=== Section Start ===

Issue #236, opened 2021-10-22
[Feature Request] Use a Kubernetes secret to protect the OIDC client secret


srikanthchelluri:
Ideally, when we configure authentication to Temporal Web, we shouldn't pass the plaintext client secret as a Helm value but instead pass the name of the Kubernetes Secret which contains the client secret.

=== Section End ===

Copy each line of the material exactly as shown.

Expected answer:
Issue #236, opened 2021-10-22
[Feature Request] Use a Kubernetes secret to protect the OIDC client secret


srikanthchelluri:
Ideally, when we configure authentication to Temporal Web, we shouldn't pass the plaintext client secret as a Helm value but instead pass the name of the Kubernetes Secret which contains the client secret.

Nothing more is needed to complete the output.